The company also segmented its pricing into a lower-cost product, offering it at $2 per member per month, which encourages HR departments to try it out before upgrading to the full $10 package.

These changes helped Wang quadruple revenue between February and October this year. “There’s a science to selling enterprise SaaS,” she said.

Wang finished the Foundation program in June, but went back for more. She started L-SPARK’s Accelerator program in September, and hopes to reach $150,000 in monthly recurring revenue by the time it ends next June.

Change is now less about the heavy lifting in technology and more about the delivery of the application in a user-friendly cost effective manner

Perram has even bigger plans for his $4 million financing. The round was led by Celtic House Venture Partners, which provided $2 million, along with Wesley Clover, which invested $1 million. Chinese firm Green Capital Investments kicked in $500,000, with the remaining $500,000 coming from various small investors.

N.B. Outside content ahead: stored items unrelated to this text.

PR #1817, opened 2020-11-26
Council constants exposure

ondratra:
This PR exposes referendum and council constants to the RPC. 

To minimize merge conflict potential, this PR assumes #1760 and #1815 will be merged first.

PR #1820, opened 2020-11-27
Council olympia

ondratra:
This PR merges recent changes from the Olympia branch to the council branch.

To minimize merge conflict potential, this PR assumes #1817 will be merged first.


ondratra:
Issues with current StakingHandler implementation:
- `is_account_free_of_conflicting_stakes()` checks if the same lock type already exists, but I think it should actually expect Runtime to do this check and (dis)approve certain combinations
- `is_member_staking_account` is not actually implemented (returns `true`)
- `set_stake` unlocks and locks balance again in one certain case; this can be prevented by check for balance at the start

PR #1823, opened 2020-11-27
Introduce TransactionFailed event and adjust related core logic & test coverage

iorveth:
This PR aims to 
1. Introduce `TransactionFailed(Actor, FailedAtOperationIndex)` event, emitted only when an error during `operations` list execution occurs.
1. Adjust related test coverage to reflect this case


bedeho (approved):
Thanks for the suggestion and very quick implementation, hopefully will save us tons of pain in Hydra.

PR #1825, opened 2020-11-29
Query node transaction failed event

metmirr:
Add an event handler for `TransactionFailed` event, only successful operations are executed by the event handler.


query-node/mappings/content-directory/transaction.ts
```diff
@@ -81,33 +81,45 @@ async function getNextEntityId(db: DB): Promise<number> {
...
+  debug(`TransactionFailed event: ${JSON.stringify(event)}`)
+
+  const failedOperationIndex = event.params[1].value as number
+  const operations = decode.getOperations(event)
+
+  if (operations.length === 0 || operations.length === 1) return
+
+  const successfulOperations = operations.filter((op, index) => index < failedOperationIndex)
+
+  const {
```
mnaamani: You can factor out this common code in `contentDirectory_TransactionFailed` and `contentDirectory_TransactionCompleted` into a function `applyOperations(operations: IBatchOperation)`

query-node/mappings/content-directory/transaction.ts
```diff
@@ -81,33 +81,45 @@ async function getNextEntityId(db: DB): Promise<number> {
...
+// eslint-disable-next-line @typescript-eslint/naming-convention
+export async function contentDirectory_TransactionFailed(db: DB, event: SubstrateEvent): Promise<void> {
+  debug(`TransactionFailed event: ${JSON.stringify(event)}`)
+
+  const failedOperationIndex = event.params[1].value as number
+  const operations = decode.getOperations(event)
+
+  if (operations.length === 0 || operations.length === 1) return
+
+  const successfulOperations = operations.filter((op, index) => index < failedOperationIndex)
```
mnaamani: I think you can combine these two statements into a single one using `operations.slice()`

mnaamani (changes requested):
Implementation looks correct, just left some refactoring change request.
Will test queries now and report back.

query-node/mappings/content-directory/transaction.ts
metmirr: Much better now :) done.

metmirr: Earlier I attempted to use `slice` but I was getting `TypeError: registry.createClass is not a function`, I couldn't recall calling `toArray` on polkadot codec.

query-node/mappings/content-directory/transaction.ts
metmirr: Done.

query-node/mappings/content-directory/transaction.ts
```diff
@@ -88,19 +89,10 @@ export async function contentDirectory_TransactionFailed(db: DB, event: Substrat
   const failedOperationIndex = event.params[1].value as number
   const operations = decode.getOperations(event)
 
-  if (operations.length === 0 || operations.length === 1) return
+  const successfulOperations = operations.toArray().slice(2, failedOperationIndex)
```
mnaamani: why are we always skipping first two operations?

metmirr: If `operations` length is `0` then there is no successful operation, if the length is `1` then there is only one operation which is the failed one (that's why the `TransactionFailed` event is triggered for). In both cases, there is nothing for me to process.

metmirr: Okay, that's wrong! I am updating now! I mixed the indices with the length

PR #1836, opened 2020-12-01
Proposals staking check fix.

shamil-gadelshin:


runtime-modules/proposals/engine/src/lib.rs
```diff
@@ -516,8 +522,17 @@ impl<T: Trait> Module<T> {
             creation_params.exact_execution_block,
         )?;
 
-        // checks passed
-        // mutation
+        if creation_params.proposal_parameters.required_stake.is_some() {
```
bedeho: Looks correct, but I think its slightly clearer if the check is not split across the ensure boundry

```
            // Staking account is provided if required
            ensure!(
                creation_params.proposal_parameters.required_stake.is_none() ||
                creation_params.staking_account_id.is_some(),
                Error::<T>::EmptyStake
            );

```

bedeho (changes requested):

runtime-modules/proposals/engine/src/lib.rs
shamil-gadelshin: I thought about such composition but it requires extra comment because it is less obvious: we need to parse ` (is_none() || is_some())` formula in the head.

shamil-gadelshin: Removed it at all. It was a duplicate of the part of `ensure_create_proposal_parameters_are_valid`. But I added a test for this error.

shamil-gadelshin:
I also added a check for the conflicting stakes (and a test).

bedeho (approved):

PR #1840, opened 2020-12-01
Query node - remove duplicate typedefs file

Lezek123:
Remove `query-node/typedefs.json` and replace the references in `.env` to `types/augment/all/defs.json`.
This should let us avoid the need to maintain 2 separate files with the same content (since `types/augment/all/defs.json` is already always updated by `yarn workspace @joystream/types generate:all`)


mnaamani (approved):
I can imagine how this could have been an issue with new types added recently not reflecting in query node. Nice fix.

metmirr (approved):
Thanks!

The money will be used to continue his channel strategy. He’s planning to expand his existing twelve-strong value-added reseller network, and will also target smaller companies with his product, which will see a major new release in January.

“We want to hit $600,000 MRR by December 2017,” he said. He knows he’ll be profitable by then, but isn’t sure when the tipping point will be, so he just hired a chief financial officer to tell him.